Wine leather is a unique vegan leather comprised of grape skins from winemaking, vegetal oils and natural fibers from agriculture. The plant-based raw materials combine to form a bio-compound that is spread onto an organic cotton backing. No toxic solvents, heavy metals or dangerous substances are included in the process. The composition of wine leather is 78% eco-composite and 22% water-based PU.

Using renewable resources, as opposed to fossil fuels, this produces an eco-sustainable and ethical leather. It is versatile, printable, strong and easy to work with. The manufacturing and final product have a low environmental impact and high social responsibilty. With the goal of finding substitutes to oil-based and animal-derived materials, along with the collaboration of Italian wineries, wasted grape skin, stalks and seeds are earning a new value. 

Fabrics

Although we're somewhat conditioned to look for vegan materials that look and feel like animal leather, many of our brands also use beautiful fabrics like hemp and cotton to great effect.

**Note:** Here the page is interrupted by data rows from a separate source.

PR #55143, opened 2026-04-29
agent_ui: Fix minimum width for inputs

cppcoffee:
Release Notes:

- Fixed agent ui minimum width for inputs

The width of the input box exceeds the width of the parent container.

before:

before

after:
after


danilo-leal:
Heya, thanks for the PR! How do I repro this issue, though? I can't see it right off the bat, even with a larger UI font size.

cppcoffee:
> Heya, thanks for the PR! How do I repro this issue, though? I can't see it right off the bat, even with a larger UI font size.

You can repro this issue as follow:

https://github.com/user-attachments/assets/9be4581e-4309-4e0b-b5c5-ad8a0d14570c

benbrandt:
given there's a conflict and Danilo had some questions on the implementation, going to close

PR #55160, opened 2026-04-29
extension: Perform compilation tasks in parallel

MrSubidubi:
This will improve local dev installation times as well as CI times by a lot (I measured it once and for some extensions, it might save us up to 60% of CI time. It will similarly help locally).

I also moved the debug adapter schema validation to the other validations, as it felt it makes more sense to check there as opposed to doing this during the compilation step.

Release Notes:

- Improved dev extension installation times for language extensions with multiple grammars or language servers.


crates/extension/src/extension_builder.rs
```diff
@@ -96,58 +114,117 @@ impl ExtensionBuilder {
...
-                .context("failed to compile Rust extension")?;
-            log::info!("compiled Rust extension {}", extension_dir.display());
-        }
+        let (tx, mut rx) = oneshot::channel();
 
-        for (debug_adapter_name, meta) in &mut extension_manifest.debug_adapters {
-            let debug_adapter_schema_path =
-                extension_dir.join(build_debug_adapter_schema_path(debug_adapter_name, meta)?);
+        let clang_path = extension_manifest.grammars.is_empty().not().then(|| {
+            std::iter::repeat_n(
```
maxdeviant, line 116: It's not clear to me what this code is doing.

It seems like it's constructing a call to `self.install_wasi_sdk_if_needed()` for every single grammar, but it's not clear to me why we don't just have a single call to install the WASI SDK up front?

MrSubidubi: We actually only construct it once, then share that task across grammar compilation tasks, hence the `.shared()`. 

The advantage of this is that it allows us to more easily start the Rust compilation in parallel already - the grammar task might have to wait for the WASI SDK to be downloaded, but the Rust compilation does not need to wait for that to already proceed with the compilation. Using it like this allows us to already start the Rust compilation while downloading the SDK whilst also allowing to start the grammar compilation should the Rust compilation not yet be finished.

osiewicz: I agree that this code looks quite confusing.  I think it'd help if we didn't have to pass in the sdk task to the compilation tasks, but instead used something like https://docs.rs/async-once-cell/latest/async_once_cell/.

crates/extension/src/extension_builder.rs
```diff
@@ -88,58 +106,117 @@ impl ExtensionBuilder {
...
+            .chain(grammar_compilation_tasks)
+            .collect::<Vec<_>>();
+
+        match options.max_concurrency {
+            CompilationConcurrency::Unbounded => {
+                futures::future::try_join_all(tasks).await?;
             }
+            CompilationConcurrency::Bounded(max_concurrency) => {
+                let mut stream =
+                    futures::stream::iter(tasks).buffer_unordered(max_concurrency.get());
```
osiewicz: Shouldn't this be ordered? As in, ideally the compilation should follow whatever the order of the input is?

crates/extension/src/extension_builder.rs
MrSubidubi: I do agree it looks rather confusing, but I am unsure whether I'd want to introduce another dependency to the codebase, given that `.shared()` basically adds this very functionality already. I heard that adding new dependencies for this is frowned upon by some people here.

Perhaps adding a comment that explains why this happens this way would be a good path forward here?

crates/extension/src/extension_builder.rs
MrSubidubi: We do not rely on the order of the input at all, after all, we only want for the compilation to be done ASAP. Since ordering could introduce some starvation if the first task is running the longest, I just went for the unordered buffer here. That should make things only faster if anything.

osiewicz: I'd argue that it'd still be better to order the results here, as otherwise if there are multiple failing extensions builds, the result of compilation task is not going surfaced to the user deterministically.

MrSubidubi: That is a fair point, changed that just now. Should not make too much of a difference in practice anyway, let's see what happens.

osiewicz (approved):

PR #55173, opened 2026-04-29
extensions_ui: Add `RebuildDevExtension` action

tahayvr:
For the extension devs:

Adds a `RebuildDevExtension` action that triggers a rebuild of an installed dev extension. 

- If no dev extensions are installed, shows an error notification.
- If exactly one dev extension is installed, rebuilds it immediately.
- If multiple dev extensions are installed, opens a fuzzy picker to select which one to rebuild.

Makes it easy for devs to trigger a rebuild with a keymap once an action is defined with this PR. 

Self-Review Checklist:

Closes #ISSUE

Release Notes:

- Added `RebuildDevExtension` action to rebuild installed dev extensions from the command palette

Screenshot 2026-04-29 at 1 49 54 AM

Screenshot 2026-04-29 at 1 50 16 AM


MrSubidubi (changes requested):
Thanks for this, this is something I wanted to have for a long time and am very happy to see someone pick this up and come up with a reasonable approach.

Have two notes on a high level regardless:
- I think that in the case where people have zero dev extensions installed, we should not show that action in the command pallete and instead hide it. You should be able to do this by looking into the `command_pallette_hooks` and perhaps looking into subscribing to extension install events, although I am not entirely sure the latter is the best way for this. This will also let us get rid of that error message for 0 extensions.
- I think it would similarly be nice if we were to add an optional parameter `extension_id` to that action so that people can add a keybinding to their settings for reinstalling just that very extension. I envision that would be helpful to maintainers that maintain a certain extension but have another one installed ocasionally. By having this, they could always have the proper extension rebuild and we could prompt them if that extension is currently not installed with a toast at the bottom.

What do you think?

tahayvr:
Hey @MrSubidubi ! Appreciate you checking this out and supporting the idea. I thought the suggestions were great so I went ahead and implemented them. 

## What's changed:

- If there are no Dev Extensions installed, the `RebuildDevExtension` action will not show up in the command palette (so no error message for 0 extensions).
- Added `extension_id` as an argument for the action so it can be used for the keymap.

Screenshot 2026-05-07 at 11 06 14 AM

-----

- If the specific extension used in the keymap is not installed anymore, we see an error toast.

Screenshot 2026-05-07 at 11 05 39 AM

crates/extensions_ui/src/extensions_ui.rs
```diff
@@ -45,11 +50,44 @@ actions!(
...
+#[serde(deny_unknown_fields)]
+pub struct RebuildDevExtension {
+    /// The ID of the dev extension to rebuild.
+    ///
+    /// Default: opens a picker if multiple dev extensions are installed.
+    #[serde(default)]
+    pub extension_id: Option<String>,
+}
+
+fn update_rebuild_dev_extension_visibility(cx: &mut App) {
```
MrSubidubi: I think we could have this take the `ExtensionStore` as a parameter instead, as 
- we observe using the `ExtensionStore::global` already and could just uplift that call and then pass it to that method
- we get the store already as a parameter for the invoked observe closure

crates/extensions_ui/src/extensions_ui.rs
```diff
@@ -165,6 +203,48 @@ pub fn init(cx: &mut App) {
...
+            })
+            .register_action(move |workspace, action: &RebuildDevExtension, window, cx| {
+                if let Some(target_id) = action.extension_id.as_deref() {
+                    let found = ExtensionStore::global(cx)
+                        .read(cx)
+                        .dev_extensions()
+                        .any(|m| m.id.as_ref() == target_id);
+
+                    if found {
+                        let extension_id = Arc::from(target_id);
```
MrSubidubi: Minor but we could make this a `find_map` instead and then already clone the exising Arc above while searching. That way, we don't have to create the ID ourselves and could just make this an `if let Some(extension_id)`

crates/extensions_ui/src/extensions_ui.rs
```diff
@@ -165,6 +203,48 @@ pub fn init(cx: &mut App) {
...
+                        ExtensionStore::global(cx).update(cx, |store, cx| {
+                            store.rebuild_dev_extension(extension_id, cx);
+                        });
+                    } else {
+                        workspace.show_error(
+                            &format!("Dev extension '{}' is not installed.", target_id),
```
MrSubidubi:
```suggestion
                            &format!("Dev extension '{target_id}' is not installed."),
```

crates/extensions_ui/src/extensions_ui.rs
```diff
@@ -165,6 +203,48 @@ pub fn init(cx: &mut App) {
...
+                }
+
+                let dev_extensions = ExtensionStore::global(cx)
+                    .read(cx)
+                    .dev_extensions()
+                    .cloned()
+                    .collect::<Vec<_>>();
+
+                match dev_extensions.len() {
+                    1 => {
```
MrSubidubi, line 269: I might have been a bit too over-eager with the latest review, apologies for that - I think we should still note an error if there are no extensions, as in theory users could also bind the action for no specific extension and if they invoke it, we should probably show an error still.

Although, we could in theory also just keep it as a noop as currently. What do you think?

crates/extensions_ui/src/extensions_ui.rs
```diff
@@ -1707,6 +1787,167 @@ impl ExtensionsPage {
...
+        &self,
+        ix: usize,
+        selected: bool,
+        _window: &mut Window,
+        _cx: &mut Context<Picker<Self>>,
+    ) -> Option<Self::ListItem> {
+        let mat = self.matches.get(ix)?;
+        let entry = self.entries.get(mat.candidate_id)?;
+
+        let item = ListItem::new(SharedString::from(format!("dev-extension-{}", entry.id)))
```
MrSubidubi: We should avoid allocating a string here on every render for the sharedstring, as we can create the ID here differently.

I think `("dev-extension-list-item", mat.candidate_id)` should be stable and would be much more efficient.

MrSubidubi (changes requested):
Nice, appreciate the quick follow-up! Left a few comments and think we should probably be good to go then!

crates/extensions_ui/src/extensions_ui.rs
tahayvr: Good catch! I'm a fan of giving user feedback when desired action doesn't happen so I brought it back. Thanks

crates/extensions_ui/src/extensions_ui.rs
```diff
@@ -165,6 +200,55 @@ pub fn init(cx: &mut App) {
...
+                                None
+                            }
+                        });
+                    if let Some(extension_id) = extension_id {
+                        ExtensionStore::global(cx).update(cx, |store, cx| {
+                            store.rebuild_dev_extension(extension_id, cx);
+                        });
+                    } else {
+                        workspace.show_error(
+                            &format!("Dev extension '{target_id}' is not installed."),
```
MrSubidubi: Last minor thing: Can you look into using `ShowNotification` here instead and add a button to the notification which allows the user to install a dev extension? 

I am currently working on adding support for errors on the workspace level, so you could in theory also wait for that change to land, at the same time, we can perhaps get this in quicker by using the notification API here. 

However, I do think we should add that button here no matter what, given that a popup on it's own would be very useless (although right) - the information is relevant, but would be much better with the option to act on it IMO.

MrSubidubi (changes requested):
Nice, thanks! One final thought and I think we should be good!

crates/extensions_ui/src/extensions_ui.rs
tahayvr: Makes sense! I'll give it a go. I assume the other "error: no dev extensions are installed" should also be the same?

MrSubidubi: In theory you could look into that, yes! Not insisting there (since we do hide the action), but since it is in theory invokable using a keyboard shortcut, why not?

MrSubidubi:
Hey, sorry for letting this slip for a bit!

I since added a new API to `Workspace::show_error`, so what we can now do is prompt users to install a dev extension instead of silently failing - would you be interested in looking into this and changing it? All else looks good!

MrSubidubi (approved):
Sorry for the slight delay!

Quickly made that use it myself, given you waited long enough for me here.

Thanks!

PR #55174, opened 2026-04-29
Support BGR subpixel layout

reflectronic:
Release Notes:

- Added text rendering support for BGR subpixel layouts.


SomeoneToIgnore (approved):

drujd:
How exactly do I set the BGR layout? I see that on wayland it utilizes [wl_output::subpixel](https://wayland.app/protocols/wayland#wl_output:enum:subpixel), but how do I even set that for a display on e.g. kwin?

Can't this just be set based on system fontconfig, like most apps work?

For example, Via Gioa use organic cotton and hemp for their gorgeous vegan ballet flats; Hurtig Lane uses vegan tweed straps for some of its watch styles; and the new Dauntless collection features a stunning bag made from Fique, which is a natural fibre that grows in the leaves of the fique plant, Furcraea andina, native to Andean regions of Colombia, Ecuador, and Peru.

So if you want to be ahead of the fashion curve, and stand side by side with some of the most stylish and trend-setting people on the planet – ditch the animal leather and opt for the more progressive and sustainable vegan leathers that are out there. Which is what being Immaculate is all about.